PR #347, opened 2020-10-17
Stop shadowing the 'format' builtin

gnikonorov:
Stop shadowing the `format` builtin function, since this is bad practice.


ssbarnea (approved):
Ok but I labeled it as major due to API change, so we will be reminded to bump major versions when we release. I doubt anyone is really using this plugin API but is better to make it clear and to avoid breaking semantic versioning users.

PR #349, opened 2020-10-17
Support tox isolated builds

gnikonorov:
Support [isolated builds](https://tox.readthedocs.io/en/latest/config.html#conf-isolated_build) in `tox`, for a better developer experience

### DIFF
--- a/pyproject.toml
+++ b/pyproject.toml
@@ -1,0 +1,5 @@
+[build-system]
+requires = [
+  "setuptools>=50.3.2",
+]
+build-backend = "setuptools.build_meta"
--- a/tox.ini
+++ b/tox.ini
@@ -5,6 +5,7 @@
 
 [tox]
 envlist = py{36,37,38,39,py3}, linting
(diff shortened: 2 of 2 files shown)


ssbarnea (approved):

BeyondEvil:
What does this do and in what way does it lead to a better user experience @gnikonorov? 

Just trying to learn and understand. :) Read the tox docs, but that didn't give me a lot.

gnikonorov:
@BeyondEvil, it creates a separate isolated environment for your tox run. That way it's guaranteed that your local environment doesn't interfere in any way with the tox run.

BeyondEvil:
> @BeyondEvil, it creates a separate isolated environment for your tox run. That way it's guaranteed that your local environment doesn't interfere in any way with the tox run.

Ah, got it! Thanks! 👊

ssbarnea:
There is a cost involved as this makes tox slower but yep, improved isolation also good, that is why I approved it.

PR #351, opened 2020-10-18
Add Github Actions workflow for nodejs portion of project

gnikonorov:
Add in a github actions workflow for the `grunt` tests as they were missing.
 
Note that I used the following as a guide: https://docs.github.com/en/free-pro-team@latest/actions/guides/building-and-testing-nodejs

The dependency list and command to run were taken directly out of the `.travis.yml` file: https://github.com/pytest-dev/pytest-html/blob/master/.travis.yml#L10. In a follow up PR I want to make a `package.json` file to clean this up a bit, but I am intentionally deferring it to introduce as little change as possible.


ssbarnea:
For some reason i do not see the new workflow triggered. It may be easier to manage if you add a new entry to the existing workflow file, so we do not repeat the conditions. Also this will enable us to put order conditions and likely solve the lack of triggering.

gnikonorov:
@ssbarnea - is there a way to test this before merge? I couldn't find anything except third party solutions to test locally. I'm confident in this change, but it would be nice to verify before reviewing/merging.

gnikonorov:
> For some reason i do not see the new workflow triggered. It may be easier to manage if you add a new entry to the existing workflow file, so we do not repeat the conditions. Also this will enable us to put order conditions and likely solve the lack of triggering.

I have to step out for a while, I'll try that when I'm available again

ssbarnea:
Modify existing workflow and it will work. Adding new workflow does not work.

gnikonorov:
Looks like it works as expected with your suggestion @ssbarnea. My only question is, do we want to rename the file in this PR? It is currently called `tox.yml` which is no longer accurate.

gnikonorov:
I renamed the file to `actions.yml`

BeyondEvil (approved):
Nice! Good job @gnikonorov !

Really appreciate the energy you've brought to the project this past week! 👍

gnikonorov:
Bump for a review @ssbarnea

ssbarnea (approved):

● What this task involves: The answer should consist of all lines from the records above that hold the word "format".

● Written solution:
Stop shadowing the 'format' builtin
Stop shadowing the `format` builtin function, since this is bad practice.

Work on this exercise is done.